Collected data
+ + +

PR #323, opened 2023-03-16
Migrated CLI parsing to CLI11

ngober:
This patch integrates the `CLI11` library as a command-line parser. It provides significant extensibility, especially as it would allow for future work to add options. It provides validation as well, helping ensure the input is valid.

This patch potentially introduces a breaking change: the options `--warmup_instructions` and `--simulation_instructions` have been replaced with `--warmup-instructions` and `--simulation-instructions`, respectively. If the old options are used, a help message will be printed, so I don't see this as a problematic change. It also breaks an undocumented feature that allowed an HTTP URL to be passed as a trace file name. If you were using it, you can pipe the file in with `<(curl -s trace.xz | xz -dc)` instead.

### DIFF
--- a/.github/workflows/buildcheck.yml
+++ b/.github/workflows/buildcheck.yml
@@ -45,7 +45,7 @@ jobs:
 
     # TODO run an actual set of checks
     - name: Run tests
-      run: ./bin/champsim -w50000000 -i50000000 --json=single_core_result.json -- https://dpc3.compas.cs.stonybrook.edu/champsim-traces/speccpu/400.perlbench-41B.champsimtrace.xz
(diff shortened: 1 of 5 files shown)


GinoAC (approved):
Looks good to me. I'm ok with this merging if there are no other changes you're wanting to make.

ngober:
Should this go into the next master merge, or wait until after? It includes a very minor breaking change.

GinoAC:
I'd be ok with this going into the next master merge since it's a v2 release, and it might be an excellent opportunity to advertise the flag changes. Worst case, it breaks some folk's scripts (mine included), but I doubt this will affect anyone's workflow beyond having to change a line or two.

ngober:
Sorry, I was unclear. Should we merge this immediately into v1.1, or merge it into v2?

+ + +

### TASK TO COMPLETE:
The records above must be written out again exactly.

### RESPONSE TO THE TASK:
PR #323, opened 2023-03-16
Migrated CLI parsing to CLI11

ngober:
This patch integrates the `CLI11` library as a command-line parser. It provides significant extensibility, especially as it would allow for future work to add options. It provides validation as well, helping ensure the input is valid.

This patch potentially introduces a breaking change: the options `--warmup_instructions` and `--simulation_instructions` have been replaced with `--warmup-instructions` and `--simulation-instructions`, respectively. If the old options are used, a help message will be printed, so I don't see this as a problematic change. It also breaks an undocumented feature that allowed an HTTP URL to be passed as a trace file name. If you were using it, you can pipe the file in with `<(curl -s trace.xz | xz -dc)` instead.

### DIFF
--- a/.github/workflows/buildcheck.yml
+++ b/.github/workflows/buildcheck.yml
@@ -45,7 +45,7 @@ jobs:
 
     # TODO run an actual set of checks
     - name: Run tests
-      run: ./bin/champsim -w50000000 -i50000000 --json=single_core_result.json -- https://dpc3.compas.cs.stonybrook.edu/champsim-traces/speccpu/400.perlbench-41B.champsimtrace.xz
(diff shortened: 1 of 5 files shown)


GinoAC (approved):
Looks good to me. I'm ok with this merging if there are no other changes you're wanting to make.

ngober:
Should this go into the next master merge, or wait until after? It includes a very minor breaking change.

GinoAC:
I'd be ok with this going into the next master merge since it's a v2 release, and it might be an excellent opportunity to advertise the flag changes. Worst case, it breaks some folk's scripts (mine included), but I doubt this will affect anyone's workflow beyond having to change a line or two.

ngober:
Sorry, I was unclear. Should we merge this immediately into v1.1, or merge it into v2?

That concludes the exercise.